No llegó a tiempo. Apartó su atención del féretro hacia los agujeros, blandiendo el pesado tubo con una mirada de asombro en el rostro. Pero su reacción fue demasiado lenta. Tres de los pequeños objetos misteriosos habían atravesado los agujeros y se hallaban a media distancia de camino antes de que su arma estuviera dispuesta a golpear. El féretro se los tragó con el golpeteo de una trampilla.

El trío invasor había corrido en fila india, y esta vez pude contemplarlos mejor. Los dos primeros eran artefactos dorados, muy similares al que ya habíamos visto. El tercero era mayor, más rápido, y me dio la impresión de que podía maniobrar con más ligereza. Tenía en su parte delantera una larga y aguda proyección, una cosa terrible y malévola parecida a un bisturí de cirujano. Su misma velocidad me impidió estudiarlo detenidamente, pero tuve la impresión de que la punta del bisturí estaba manchada de sangre. Comenzó a sudarme la espalda.

Se oyó un irritado arañar en la parte exterior de la puerta, y una garra de punta blanca tanteó con precaución por uno de los agujeros. El gato se alejó a una distancia segura cuando Burman abrió la puerta, pero miró ansioso hacia el interior del laboratorio. Su presencia no necesitaba explicación alguna: el despierto animal debía de haber atisbado a aquellos infernales pequeños seres. Los dos tuvimos la misma idea: los gatos son rápidos en sus ataques, muy rápidos. Si le dábamos la oportunidad, quizá aquél pudiera cazar por nosotros.

Lo llamamos con suaves palabras y gestos amistosos. Su ansiedad superó su normal recelo hacia los extraños, y entró. Cerramos la puerta tras él; Burman volvió a tomar su tubo, se sentó junto a la puerta, y trató de mantener un ojo en los agujeros y otro en el gato.
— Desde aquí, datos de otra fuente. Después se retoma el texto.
PR #850, opened 2026-08-12
fix: suppress non-fatal whois socket timeout noise from normal output

### LINKED ISSUE #846: Fix unclear error message on npm scan
Sample:

```
$ guarddog npm scan pi-background-tasks
Error trying to connect to socket: closing socket - timed out
(...)
```

It's not clear where this error message is coming from (a rule? core?). We should probably just ignore it and log that only in verbose mode if it has no functional impact

surajthedev:
Fixes #846

## Problem
python-whois emits "Error trying to connect to socket: closing socket - timed out" 
via print(), bypassing the logging system, confusing users about whether the 
error came from a rule or core logic — even though it has no functional impact.

## Fix
- Added `_suppress_whois_stdout()` context manager that redirects stdout during
  the whois() call. In normal mode the noise is discarded; in `--verbose`/DEBUG
  mode it's forwarded to the debug logger.
- **Thread-safety**: GuardDog scans packages concurrently via ThreadPoolExecutor,
  and sys.stdout is process-global — swapping it without synchronization created
  a race where one thread could end up restoring stdout to another thread's
  internal buffer, silently swallowing that thread's output. Added a
  `threading.Lock()` to serialize the redirect/restore sequence.

## Testing
- 8 new/updated unit tests covering suppression, verbose passthrough, and 
  concurrency (10-thread and 5-thread barrier-based race tests)
- Full existing test suite passes with no regressions
- flake8, black, mypy all clean


christophetd:
Hi @surajthedev, 

Thank you for the contribution! Adding +306 lines of code for a feature that suppresses stdout does feel a bit too much, I would suggest we make the comments less verbose and reduce the number of tests, what do you think?

surajthedev:
Thanks for the feedback! Trimmed it down — comments are now 2-3 lines, and tests went from 8 down to 3 focused cases covering suppression, thread-safety, and return-value correctness. Total diff is ~180 lines now instead of 306.

christophetd:
@surajthedev Thank you! I pushed [693eb6a](https://github.com/DataDog/guarddog/pull/850/commits/693eb6a9e0336595ee8935142c45fc767feb6aed) to make this utility not specific to whois, let me know if that works for you and then we're good to merge. Appreciate the contribution!

sobregosodd:
@christophetd @surajthedev are we sure just suppressing the whois loggers message isn't enough?
I would really like to avoid this threading mangling

surajthedev:
@sobregosodd Good question! I actually hit a real issue with just suppressing the message: since GuardDog scans packages concurrently via ThreadPoolExecutor, sys.stdout is a process-wide global. Without the lock, I reproduced a race where one thread's stdout restore could clobber another thread's — silently swallowing that thread's real output (not just the whois noise). I can share the repro script if useful. Happy to simplify further if there's a cleaner way to achieve the same safety, though — open to suggestions!

surajthedev:
Hi @christophetd @sobregosodd — just following up here. I've addressed 
both pieces of feedback: trimmed the tests/comments as suggested, and 
explained the reasoning behind the thread-safety lock (happy to simplify 
further if there's a preferred approach). Let me know if there's anything 
else needed from my side, or if the workflow needs approval to run the 
CI checks. Thanks for your time!

surajthedev:
Hi @christophetd @sobregosodd — just a gentle bump on this. The CI 
checks expired waiting for approval (30-day timeout), so a re-run/approval 
would be needed whenever convenient. Also happy to make any further changes 
if needed. Thanks again for the earlier feedback — let me know if anything 
else is required!

PR #856, opened 2026-08-17
Add npm install_scripts_appear metadata detector

r-bedekar:
**What this adds.** A new npm metadata detector, `install_scripts_appear`, that flags a version introducing install-time lifecycle scripts (`preinstall` / `install` / `postinstall`) on a package whose published history never used them.

**Why.** Install-time lifecycle scripts can execute arbitrary commands during dependency installation — older npm versions run them automatically, while newer npm versions may require approval — which makes them a primary execution vector in malicious-package compromises; worm-style takeovers in particular work by adding a `preinstall` payload to a hijacked release of a package that never ran code at install time. Most established packages never use install scripts, so their first appearance against an established script-free history is a strong drift signal, while packages that have always used them (native builds, postinstall notices) are common and legitimate.

This follows the direction `provenance_regression` opened: history-aware detection over the registry metadata the scanner already fetches. Like that detector, it needs no new I/O — the full packument is already in `package_info`.

**Relationship to `threat-npm-preinstall-script`.** The overlap is intentional: that source-code rule flags any non-empty `preinstall`, while this detector flags the historical first appearance of `preinstall`, `install`, or `postinstall`. A lifelong `preinstall` trips the existing source rule but never this detector.

**Design decisions.**
- **Only the transition fires.** A package whose earlier versions already carried an install-time script — prereleases included — is never flagged, no matter what the scanned version does. A script introduced in `2.0.0-beta.1` is prior history for `2.0.0`, not a first appearance (covered by a regression test).
- **The baseline must be established.** At least `MIN_BASELINE_VERSIONS` earlier script-free versions are required. Brand-new packages that ship scripts from their first release are out of scope for a history signal (other rules cover new packages).
- **Release-line discipline mirrors `provenance_regression`.** Versions that are semver-greater than the scanned one don't inform its history (an `8.0.0-alpha` published before a `7.x` maintenance patch is not that line's history).
- **Empty script values don't count** — `"preinstall": ""` declares nothing.

**Testing.** Unit tests cover the flag case, the lifelong-scripts case, the prerelease-introduction case, the short-baseline case, the born-with-scripts case, explicit non-latest version scanning, the cross-release-line case, empty script values, and unknown versions — same fixture style as `test_npm_provenance_regression.py`. Spot-checked against the live registry on packages with no install scripts (lodash, jest, express) and with lifelong install scripts (esbuild, core-js): none flagged.

RULES.md row added via the docs generator (only the new row is included — regenerating locally also reshuffled unrelated table rows and refreshed the top-package resource lists, which I've left untouched to keep the diff minimal).


christophetd:
Thanks for the great contribution! #819 was the first PR where we had a similar logic (did some specific metadata change as part of a new release), we might want to unify that logic a little but to avoid code duplication.

I'll run an automated review on your PR, then will test it manually on a sample from the top 5k packages to measure any false positives, then review if we can reasonable refactor parts of the code.

christophetd:
@codex Review this PR, find any bugs and suggest some code reuse opportunities from #819

r-bedekar:
@christophetd 
Thanks! Yeah, the duplication was intentional — I copied the structure from provenance_regression on purpose so it would be easy to unify later.

I went ahead and did the centralization Codex suggested, in 5d1f5be: parse_semver and the release-order check now live in guarddog.utils.npm next to published_versions_before, and both detectors use them. One thing to be aware of: the two detectors intentionally disagree on prereleases, so I made that a parameter (prereleases_inform_stable). provenance_regression keeps excluding prereleases as evidence for stable versions, while this detector counts them as history (a script introduced in 2.0.0-beta.1 shouldn't get flagged again on 2.0.0, there's a regression test for that). All existing tests for both detectors pass unchanged.

For the FP testing: since you'll be scanning latest versions, this only fires when the latest release is itself the first time the package ever shipped an install script. Anything that adopted scripts earlier in its history walks back, finds them, and stays quiet. So I'd expect it to be fairly quiet, but curious what you find.

The refactor does touch provenance_regression now, so if you'd rather have that part in a separate PR, no problem, just say the word.

christophetd:
Thank you! I pushed a few cosmetic updates, tested against some live packages, this looks great, thanks for the contribution!

christophetd (approved):

sobregosodd (approved):

PR #154, opened 2015-07-22
cache.get doesn't obey ignore exceptions

diwu1989:
if the particular instance of the backend is configured to ignore exceptions but the global setting isn't, that instance should still ignore exception

### DIFF
--- a/django_redis/cache.py
+++ b/django_redis/cache.py
@@ -72,7 +72,7 @@ class RedisCache(BaseCache):
             return self.client.get(key, default=default, version=version,
                                    client=client)
         except ConnectionInterrupted:
-            if DJANGO_REDIS_IGNORE_EXCEPTIONS:
+            if self._ignore_exceptions:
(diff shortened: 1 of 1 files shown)


django_redis/cache.py
```diff
@@ -72,7 +72,7 @@ def get(self, key, default=None, version=None, client=None):
             return self.client.get(key, default=default, version=version,
                                    client=client)
         except ConnectionInterrupted:
-            if DJANGO_REDIS_IGNORE_EXCEPTIONS:
+            if self._ignore_exceptions:
```
diwu1989: the value of DJANGO_REDIS_IGNORE_EXCEPTIONS can be different from self._ignore_exceptions

diwu1989:
the travis test failure is weird, this shouldn't have different behavior on different versions of python

niwinz:
Merged! Thanks!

No podía hacer ambas cosas, pero lo intentó. El gato olisqueó y rebuscó por la habitación, maullando con frustración; su comportamiento sugería que estaba buscando más visualmente que por el olfato. No había ningún olor.

Con persistencia felina, el animal exploró todo el laboratorio. Pasó varias veces junto al zumbante ataúd, pero lo ignoró completamente. Al fin, el gato lo dejó correr, se sentó en el rincón de la mesa del laboratorio, y comenzó a lavarse la cara.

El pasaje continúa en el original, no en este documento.